Exercise aim. The records below hold a stretch from the line with "root shared across" through the line with "--- a/cmd/kukebuild/build_test.go"; return exactly those lines, ends included, and nothing more.

Data items.
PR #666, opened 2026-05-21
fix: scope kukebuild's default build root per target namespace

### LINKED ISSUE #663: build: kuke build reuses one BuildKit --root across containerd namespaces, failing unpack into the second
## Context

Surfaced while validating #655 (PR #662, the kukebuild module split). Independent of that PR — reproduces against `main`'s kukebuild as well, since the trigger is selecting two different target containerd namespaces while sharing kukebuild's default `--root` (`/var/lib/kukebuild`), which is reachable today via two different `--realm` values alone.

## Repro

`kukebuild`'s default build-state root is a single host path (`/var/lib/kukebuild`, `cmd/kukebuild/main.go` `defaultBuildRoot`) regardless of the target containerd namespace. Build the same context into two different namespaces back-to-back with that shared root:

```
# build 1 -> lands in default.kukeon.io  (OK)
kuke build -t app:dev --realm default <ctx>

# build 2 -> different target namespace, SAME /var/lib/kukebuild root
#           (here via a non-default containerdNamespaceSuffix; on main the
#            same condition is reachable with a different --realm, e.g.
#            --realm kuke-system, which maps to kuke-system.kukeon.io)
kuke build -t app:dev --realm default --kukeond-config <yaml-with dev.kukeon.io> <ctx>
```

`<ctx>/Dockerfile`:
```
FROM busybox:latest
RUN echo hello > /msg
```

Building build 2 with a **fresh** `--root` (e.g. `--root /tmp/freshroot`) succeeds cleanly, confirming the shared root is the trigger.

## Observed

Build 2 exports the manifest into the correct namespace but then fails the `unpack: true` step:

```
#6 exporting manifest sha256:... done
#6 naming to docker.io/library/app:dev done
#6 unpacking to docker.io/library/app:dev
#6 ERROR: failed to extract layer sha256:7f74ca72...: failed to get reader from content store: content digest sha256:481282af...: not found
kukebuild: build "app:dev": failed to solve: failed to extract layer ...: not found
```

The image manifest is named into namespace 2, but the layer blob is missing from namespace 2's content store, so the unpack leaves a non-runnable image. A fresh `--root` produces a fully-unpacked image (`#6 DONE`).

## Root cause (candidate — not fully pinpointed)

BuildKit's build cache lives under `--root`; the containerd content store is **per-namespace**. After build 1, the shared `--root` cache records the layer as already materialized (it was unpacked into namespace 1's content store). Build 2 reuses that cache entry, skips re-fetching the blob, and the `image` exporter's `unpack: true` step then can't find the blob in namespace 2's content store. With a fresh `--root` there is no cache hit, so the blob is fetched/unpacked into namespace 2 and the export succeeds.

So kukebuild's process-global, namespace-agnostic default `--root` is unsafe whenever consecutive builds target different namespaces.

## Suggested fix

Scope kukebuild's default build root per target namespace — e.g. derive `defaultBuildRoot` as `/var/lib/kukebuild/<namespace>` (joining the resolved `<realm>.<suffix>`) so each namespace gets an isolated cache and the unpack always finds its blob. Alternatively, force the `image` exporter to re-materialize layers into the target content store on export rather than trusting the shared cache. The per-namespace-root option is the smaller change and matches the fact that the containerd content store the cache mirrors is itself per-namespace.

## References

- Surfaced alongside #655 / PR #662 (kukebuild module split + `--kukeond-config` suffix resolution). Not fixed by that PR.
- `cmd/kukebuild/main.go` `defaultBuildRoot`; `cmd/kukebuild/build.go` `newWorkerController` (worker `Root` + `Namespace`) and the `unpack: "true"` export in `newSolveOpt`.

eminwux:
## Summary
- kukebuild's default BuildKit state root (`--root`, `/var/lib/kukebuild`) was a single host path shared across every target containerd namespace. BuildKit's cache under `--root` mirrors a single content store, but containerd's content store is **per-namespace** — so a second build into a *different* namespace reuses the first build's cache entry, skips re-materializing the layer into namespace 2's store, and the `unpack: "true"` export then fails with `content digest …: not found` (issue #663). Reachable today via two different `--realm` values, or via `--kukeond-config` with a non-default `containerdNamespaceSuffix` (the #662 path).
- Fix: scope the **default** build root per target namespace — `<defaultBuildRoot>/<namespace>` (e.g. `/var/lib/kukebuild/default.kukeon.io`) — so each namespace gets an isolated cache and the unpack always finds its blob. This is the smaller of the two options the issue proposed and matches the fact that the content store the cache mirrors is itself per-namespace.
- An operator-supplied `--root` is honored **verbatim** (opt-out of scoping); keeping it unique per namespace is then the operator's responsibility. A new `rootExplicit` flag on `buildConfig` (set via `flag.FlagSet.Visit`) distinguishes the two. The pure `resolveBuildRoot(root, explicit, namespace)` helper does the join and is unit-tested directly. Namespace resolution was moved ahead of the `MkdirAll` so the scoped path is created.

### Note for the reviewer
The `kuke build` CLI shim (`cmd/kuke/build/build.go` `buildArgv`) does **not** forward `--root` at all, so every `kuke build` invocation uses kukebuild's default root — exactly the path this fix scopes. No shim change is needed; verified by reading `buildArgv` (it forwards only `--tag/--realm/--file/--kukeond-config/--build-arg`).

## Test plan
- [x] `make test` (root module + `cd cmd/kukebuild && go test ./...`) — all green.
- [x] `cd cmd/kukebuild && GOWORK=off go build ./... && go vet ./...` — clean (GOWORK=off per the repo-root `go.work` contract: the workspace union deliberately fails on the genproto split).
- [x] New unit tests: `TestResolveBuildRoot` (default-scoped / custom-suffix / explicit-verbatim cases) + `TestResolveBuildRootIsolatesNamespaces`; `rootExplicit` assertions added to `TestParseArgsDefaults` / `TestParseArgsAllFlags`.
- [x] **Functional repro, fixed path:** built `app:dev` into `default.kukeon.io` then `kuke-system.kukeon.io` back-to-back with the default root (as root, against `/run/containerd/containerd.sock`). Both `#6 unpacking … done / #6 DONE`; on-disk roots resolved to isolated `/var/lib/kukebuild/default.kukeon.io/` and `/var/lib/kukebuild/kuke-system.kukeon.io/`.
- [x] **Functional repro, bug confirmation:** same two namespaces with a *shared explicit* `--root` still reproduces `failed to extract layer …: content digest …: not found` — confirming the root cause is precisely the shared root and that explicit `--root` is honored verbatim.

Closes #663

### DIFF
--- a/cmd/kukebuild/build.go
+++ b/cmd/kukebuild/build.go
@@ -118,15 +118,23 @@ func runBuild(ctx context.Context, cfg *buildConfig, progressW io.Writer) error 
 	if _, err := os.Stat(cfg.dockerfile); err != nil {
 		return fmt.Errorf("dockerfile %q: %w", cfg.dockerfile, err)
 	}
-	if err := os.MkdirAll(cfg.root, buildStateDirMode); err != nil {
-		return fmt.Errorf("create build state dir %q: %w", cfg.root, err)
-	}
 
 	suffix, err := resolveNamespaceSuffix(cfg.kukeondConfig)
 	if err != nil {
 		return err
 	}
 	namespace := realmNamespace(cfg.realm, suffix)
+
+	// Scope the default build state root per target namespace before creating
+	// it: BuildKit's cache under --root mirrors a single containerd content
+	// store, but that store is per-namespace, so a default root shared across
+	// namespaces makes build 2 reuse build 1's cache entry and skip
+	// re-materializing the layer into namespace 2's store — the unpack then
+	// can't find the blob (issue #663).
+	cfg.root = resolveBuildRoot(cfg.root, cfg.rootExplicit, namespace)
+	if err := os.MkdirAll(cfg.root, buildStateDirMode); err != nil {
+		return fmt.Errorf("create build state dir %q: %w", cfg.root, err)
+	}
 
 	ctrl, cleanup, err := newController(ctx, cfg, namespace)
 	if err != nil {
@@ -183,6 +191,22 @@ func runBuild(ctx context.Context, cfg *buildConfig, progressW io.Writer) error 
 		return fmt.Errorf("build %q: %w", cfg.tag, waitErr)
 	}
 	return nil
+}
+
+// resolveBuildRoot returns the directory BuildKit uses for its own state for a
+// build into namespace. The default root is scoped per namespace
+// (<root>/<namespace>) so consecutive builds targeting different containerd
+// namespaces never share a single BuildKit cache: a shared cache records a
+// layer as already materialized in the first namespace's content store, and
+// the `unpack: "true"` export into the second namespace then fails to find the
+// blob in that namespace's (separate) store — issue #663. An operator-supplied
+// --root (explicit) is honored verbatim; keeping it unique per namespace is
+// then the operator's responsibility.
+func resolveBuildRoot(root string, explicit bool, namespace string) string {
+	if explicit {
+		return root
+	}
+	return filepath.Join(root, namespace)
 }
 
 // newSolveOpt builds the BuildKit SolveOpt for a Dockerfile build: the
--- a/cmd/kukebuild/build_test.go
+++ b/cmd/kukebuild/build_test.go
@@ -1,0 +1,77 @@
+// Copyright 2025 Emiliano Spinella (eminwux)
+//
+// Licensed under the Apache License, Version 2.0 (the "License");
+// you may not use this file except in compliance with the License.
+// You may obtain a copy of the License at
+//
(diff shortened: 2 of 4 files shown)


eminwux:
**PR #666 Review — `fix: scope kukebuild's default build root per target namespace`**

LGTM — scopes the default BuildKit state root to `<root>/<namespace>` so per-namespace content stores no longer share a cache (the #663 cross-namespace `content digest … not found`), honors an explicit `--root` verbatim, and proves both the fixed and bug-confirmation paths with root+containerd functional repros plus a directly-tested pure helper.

---

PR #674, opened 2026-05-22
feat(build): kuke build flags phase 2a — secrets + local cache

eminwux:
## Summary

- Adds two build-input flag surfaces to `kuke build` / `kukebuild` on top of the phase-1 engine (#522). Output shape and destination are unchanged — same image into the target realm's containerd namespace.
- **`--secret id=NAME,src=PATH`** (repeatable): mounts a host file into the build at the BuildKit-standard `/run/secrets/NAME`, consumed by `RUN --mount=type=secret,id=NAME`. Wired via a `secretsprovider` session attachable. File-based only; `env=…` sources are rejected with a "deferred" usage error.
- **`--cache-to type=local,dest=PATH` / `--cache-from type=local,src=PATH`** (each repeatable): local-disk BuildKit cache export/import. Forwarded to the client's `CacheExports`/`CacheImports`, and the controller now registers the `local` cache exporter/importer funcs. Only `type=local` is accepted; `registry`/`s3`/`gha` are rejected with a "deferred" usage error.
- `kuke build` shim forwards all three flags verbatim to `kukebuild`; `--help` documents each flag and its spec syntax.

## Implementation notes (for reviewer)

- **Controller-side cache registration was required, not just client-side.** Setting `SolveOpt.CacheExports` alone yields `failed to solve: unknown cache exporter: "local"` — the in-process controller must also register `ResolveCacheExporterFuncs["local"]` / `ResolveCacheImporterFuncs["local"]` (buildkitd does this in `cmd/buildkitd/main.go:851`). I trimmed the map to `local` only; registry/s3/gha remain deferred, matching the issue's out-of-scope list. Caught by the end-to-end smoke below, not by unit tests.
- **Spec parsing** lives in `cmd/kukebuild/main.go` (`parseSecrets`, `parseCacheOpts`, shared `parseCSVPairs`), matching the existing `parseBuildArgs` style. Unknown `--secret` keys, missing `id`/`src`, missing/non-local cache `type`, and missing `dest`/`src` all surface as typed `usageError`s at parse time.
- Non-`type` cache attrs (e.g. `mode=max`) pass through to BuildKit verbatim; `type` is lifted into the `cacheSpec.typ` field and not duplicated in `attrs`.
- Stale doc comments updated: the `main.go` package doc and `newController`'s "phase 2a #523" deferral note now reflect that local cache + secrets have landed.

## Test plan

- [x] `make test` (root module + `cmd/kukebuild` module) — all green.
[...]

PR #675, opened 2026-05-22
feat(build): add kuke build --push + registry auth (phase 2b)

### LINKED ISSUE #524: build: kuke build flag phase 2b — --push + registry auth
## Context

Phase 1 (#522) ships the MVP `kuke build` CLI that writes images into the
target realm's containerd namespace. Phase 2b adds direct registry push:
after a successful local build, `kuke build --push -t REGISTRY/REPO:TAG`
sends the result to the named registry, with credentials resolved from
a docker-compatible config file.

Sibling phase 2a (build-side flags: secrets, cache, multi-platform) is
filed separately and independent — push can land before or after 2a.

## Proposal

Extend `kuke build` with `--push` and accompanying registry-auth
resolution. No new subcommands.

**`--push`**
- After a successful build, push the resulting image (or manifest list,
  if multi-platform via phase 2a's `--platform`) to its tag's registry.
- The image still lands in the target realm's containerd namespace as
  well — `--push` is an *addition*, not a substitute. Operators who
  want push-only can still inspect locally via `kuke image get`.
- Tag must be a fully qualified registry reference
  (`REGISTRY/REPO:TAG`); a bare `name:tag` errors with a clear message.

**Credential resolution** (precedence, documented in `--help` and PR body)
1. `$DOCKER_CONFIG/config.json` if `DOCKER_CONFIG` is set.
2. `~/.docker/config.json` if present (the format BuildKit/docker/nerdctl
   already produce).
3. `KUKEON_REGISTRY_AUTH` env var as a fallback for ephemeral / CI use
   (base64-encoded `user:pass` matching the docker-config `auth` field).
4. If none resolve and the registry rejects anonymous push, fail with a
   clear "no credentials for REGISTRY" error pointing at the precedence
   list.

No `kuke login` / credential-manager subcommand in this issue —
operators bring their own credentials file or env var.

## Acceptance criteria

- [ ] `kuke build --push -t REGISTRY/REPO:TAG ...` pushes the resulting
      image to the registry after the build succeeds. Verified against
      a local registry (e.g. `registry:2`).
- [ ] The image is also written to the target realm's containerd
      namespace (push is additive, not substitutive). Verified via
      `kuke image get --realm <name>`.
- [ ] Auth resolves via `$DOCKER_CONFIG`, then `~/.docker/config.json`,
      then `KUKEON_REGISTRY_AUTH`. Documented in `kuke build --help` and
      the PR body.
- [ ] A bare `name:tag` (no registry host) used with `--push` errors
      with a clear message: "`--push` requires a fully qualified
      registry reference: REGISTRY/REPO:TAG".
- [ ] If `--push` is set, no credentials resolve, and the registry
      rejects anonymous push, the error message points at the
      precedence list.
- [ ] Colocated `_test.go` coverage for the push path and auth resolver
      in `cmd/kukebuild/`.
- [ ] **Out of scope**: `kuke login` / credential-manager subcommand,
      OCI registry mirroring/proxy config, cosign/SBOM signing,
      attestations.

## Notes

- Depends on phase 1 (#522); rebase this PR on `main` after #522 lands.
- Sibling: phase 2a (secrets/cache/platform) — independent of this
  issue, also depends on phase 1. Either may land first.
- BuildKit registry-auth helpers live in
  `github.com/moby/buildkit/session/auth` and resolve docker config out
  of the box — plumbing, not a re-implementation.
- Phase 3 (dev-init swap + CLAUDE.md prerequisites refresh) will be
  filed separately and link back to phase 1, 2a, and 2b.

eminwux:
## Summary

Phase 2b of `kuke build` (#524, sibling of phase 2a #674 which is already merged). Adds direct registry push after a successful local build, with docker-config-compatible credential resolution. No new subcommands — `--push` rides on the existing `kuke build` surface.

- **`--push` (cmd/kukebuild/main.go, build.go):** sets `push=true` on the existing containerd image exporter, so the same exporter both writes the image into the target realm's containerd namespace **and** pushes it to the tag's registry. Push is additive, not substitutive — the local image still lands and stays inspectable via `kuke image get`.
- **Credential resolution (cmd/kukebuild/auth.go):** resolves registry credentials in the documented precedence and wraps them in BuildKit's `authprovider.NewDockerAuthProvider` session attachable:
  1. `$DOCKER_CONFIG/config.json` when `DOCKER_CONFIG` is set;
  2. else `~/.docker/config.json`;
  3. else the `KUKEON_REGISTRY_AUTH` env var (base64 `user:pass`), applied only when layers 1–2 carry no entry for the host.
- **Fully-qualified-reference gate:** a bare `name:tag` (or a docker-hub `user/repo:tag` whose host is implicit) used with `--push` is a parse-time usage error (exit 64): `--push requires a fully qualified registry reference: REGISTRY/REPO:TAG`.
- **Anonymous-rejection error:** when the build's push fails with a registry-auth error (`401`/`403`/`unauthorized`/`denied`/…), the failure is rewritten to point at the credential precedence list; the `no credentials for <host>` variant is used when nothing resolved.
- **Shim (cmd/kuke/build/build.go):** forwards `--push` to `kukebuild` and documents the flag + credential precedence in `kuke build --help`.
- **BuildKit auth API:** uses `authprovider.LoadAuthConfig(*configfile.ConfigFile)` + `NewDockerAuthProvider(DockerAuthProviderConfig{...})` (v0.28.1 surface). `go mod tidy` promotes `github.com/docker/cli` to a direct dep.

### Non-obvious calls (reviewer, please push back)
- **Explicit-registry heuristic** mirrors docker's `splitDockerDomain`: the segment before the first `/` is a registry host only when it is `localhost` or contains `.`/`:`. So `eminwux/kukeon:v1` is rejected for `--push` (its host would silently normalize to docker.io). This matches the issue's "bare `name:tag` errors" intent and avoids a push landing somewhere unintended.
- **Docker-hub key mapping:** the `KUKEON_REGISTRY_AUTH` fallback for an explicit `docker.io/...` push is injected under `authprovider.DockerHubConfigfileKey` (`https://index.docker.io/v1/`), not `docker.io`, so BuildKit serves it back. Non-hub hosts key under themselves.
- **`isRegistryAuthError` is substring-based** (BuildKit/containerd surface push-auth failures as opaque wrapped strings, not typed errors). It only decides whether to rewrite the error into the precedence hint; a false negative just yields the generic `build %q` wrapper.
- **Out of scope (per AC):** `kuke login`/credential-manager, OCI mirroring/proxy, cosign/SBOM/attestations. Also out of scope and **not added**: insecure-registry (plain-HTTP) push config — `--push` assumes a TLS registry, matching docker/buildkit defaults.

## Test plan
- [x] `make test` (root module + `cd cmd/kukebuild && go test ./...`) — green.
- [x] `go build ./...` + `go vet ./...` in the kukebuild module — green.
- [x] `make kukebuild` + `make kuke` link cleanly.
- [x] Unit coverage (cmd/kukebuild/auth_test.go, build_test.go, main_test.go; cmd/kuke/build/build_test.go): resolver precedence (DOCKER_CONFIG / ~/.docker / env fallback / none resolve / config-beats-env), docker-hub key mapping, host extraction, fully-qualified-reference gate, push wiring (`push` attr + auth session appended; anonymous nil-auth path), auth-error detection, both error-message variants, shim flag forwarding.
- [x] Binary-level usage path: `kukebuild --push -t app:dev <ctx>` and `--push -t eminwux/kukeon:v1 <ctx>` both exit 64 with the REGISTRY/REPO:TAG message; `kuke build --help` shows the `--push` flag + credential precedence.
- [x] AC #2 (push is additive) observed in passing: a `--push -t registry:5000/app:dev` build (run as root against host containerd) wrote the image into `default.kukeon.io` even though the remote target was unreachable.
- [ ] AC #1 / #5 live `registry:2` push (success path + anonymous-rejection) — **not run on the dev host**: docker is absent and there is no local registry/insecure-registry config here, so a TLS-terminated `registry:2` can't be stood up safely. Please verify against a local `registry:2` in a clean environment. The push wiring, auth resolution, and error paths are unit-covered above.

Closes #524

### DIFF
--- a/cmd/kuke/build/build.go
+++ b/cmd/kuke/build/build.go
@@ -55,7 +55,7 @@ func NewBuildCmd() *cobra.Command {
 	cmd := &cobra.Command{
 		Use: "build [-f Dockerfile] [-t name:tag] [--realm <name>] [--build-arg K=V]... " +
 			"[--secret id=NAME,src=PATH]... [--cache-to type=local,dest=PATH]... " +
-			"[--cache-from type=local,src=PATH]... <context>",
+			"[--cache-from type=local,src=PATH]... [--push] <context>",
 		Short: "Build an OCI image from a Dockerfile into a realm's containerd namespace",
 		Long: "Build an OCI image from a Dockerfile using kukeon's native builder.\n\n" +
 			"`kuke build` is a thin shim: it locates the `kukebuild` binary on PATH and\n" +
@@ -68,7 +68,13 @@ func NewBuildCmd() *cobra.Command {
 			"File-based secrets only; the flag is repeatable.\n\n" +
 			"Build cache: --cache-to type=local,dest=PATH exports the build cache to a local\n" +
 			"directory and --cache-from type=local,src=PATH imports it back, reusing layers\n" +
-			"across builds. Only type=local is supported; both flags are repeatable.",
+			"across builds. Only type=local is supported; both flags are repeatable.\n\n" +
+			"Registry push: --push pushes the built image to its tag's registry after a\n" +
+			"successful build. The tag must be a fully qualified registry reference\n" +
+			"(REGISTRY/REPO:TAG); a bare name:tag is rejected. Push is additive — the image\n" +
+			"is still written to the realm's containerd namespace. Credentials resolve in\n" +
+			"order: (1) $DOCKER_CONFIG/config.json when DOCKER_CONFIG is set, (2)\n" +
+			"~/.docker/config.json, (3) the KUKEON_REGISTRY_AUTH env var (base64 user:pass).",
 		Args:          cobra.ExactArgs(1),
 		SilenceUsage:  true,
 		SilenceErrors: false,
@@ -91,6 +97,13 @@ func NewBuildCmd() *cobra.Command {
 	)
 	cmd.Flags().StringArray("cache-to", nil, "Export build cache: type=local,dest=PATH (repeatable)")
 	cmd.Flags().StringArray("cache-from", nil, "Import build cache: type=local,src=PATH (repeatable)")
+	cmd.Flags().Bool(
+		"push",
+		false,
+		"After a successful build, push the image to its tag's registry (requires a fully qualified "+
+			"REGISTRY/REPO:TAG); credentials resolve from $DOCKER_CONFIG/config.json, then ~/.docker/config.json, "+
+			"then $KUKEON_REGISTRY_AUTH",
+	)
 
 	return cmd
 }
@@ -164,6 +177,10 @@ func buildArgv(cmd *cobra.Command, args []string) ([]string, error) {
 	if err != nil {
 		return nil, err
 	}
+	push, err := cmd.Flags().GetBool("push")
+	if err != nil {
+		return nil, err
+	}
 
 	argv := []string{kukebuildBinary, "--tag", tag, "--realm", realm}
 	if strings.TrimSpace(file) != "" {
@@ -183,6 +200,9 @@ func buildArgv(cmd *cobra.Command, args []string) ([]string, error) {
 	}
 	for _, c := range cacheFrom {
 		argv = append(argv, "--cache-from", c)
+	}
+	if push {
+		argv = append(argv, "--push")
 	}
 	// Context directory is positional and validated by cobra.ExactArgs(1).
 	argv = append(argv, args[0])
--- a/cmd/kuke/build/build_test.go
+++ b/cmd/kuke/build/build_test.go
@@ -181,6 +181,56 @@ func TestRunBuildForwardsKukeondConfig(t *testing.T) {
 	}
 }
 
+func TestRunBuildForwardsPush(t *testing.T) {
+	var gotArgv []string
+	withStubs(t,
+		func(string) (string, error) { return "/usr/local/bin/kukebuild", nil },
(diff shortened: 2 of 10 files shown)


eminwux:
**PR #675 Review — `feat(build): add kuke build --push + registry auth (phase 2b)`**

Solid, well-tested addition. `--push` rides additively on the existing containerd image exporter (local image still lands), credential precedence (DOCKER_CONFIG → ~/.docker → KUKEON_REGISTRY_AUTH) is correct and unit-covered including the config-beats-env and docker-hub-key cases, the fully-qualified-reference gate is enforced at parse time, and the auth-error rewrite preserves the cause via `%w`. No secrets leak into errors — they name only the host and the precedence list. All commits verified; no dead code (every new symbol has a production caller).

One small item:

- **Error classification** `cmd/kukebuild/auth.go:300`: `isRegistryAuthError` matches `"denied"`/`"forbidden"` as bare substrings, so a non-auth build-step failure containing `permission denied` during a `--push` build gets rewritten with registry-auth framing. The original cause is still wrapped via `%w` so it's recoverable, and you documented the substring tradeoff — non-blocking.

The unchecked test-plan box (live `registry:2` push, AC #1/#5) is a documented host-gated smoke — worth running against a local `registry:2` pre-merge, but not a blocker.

Solution.
+	// store, but that store is per-namespace, so a default root shared across
+	// namespaces makes build 2 reuse build 1's cache entry and skip
+	// re-materializing the layer into namespace 2's store — the unpack then
+	// can't find the blob (issue #663).
+	cfg.root = resolveBuildRoot(cfg.root, cfg.rootExplicit, namespace)
+	if err := os.MkdirAll(cfg.root, buildStateDirMode); err != nil {
+		return fmt.Errorf("create build state dir %q: %w", cfg.root, err)
+	}
 
 	ctrl, cleanup, err := newController(ctx, cfg, namespace)
 	if err != nil {
@@ -183,6 +191,22 @@ func runBuild(ctx context.Context, cfg *buildConfig, progressW io.Writer) error 
 		return fmt.Errorf("build %q: %w", cfg.tag, waitErr)
 	}
 	return nil
+}
+
+// resolveBuildRoot returns the directory BuildKit uses for its own state for a
+// build into namespace. The default root is scoped per namespace
+// (<root>/<namespace>) so consecutive builds targeting different containerd
+// namespaces never share a single BuildKit cache: a shared cache records a
+// layer as already materialized in the first namespace's content store, and
+// the `unpack: "true"` export into the second namespace then fails to find the
+// blob in that namespace's (separate) store — issue #663. An operator-supplied
+// --root (explicit) is honored verbatim; keeping it unique per namespace is
+// then the operator's responsibility.
+func resolveBuildRoot(root string, explicit bool, namespace string) string {
+	if explicit {
+		return root
+	}
+	return filepath.Join(root, namespace)
 }
 
 // newSolveOpt builds the BuildKit SolveOpt for a Dockerfile build: the
--- a/cmd/kukebuild/build_test.go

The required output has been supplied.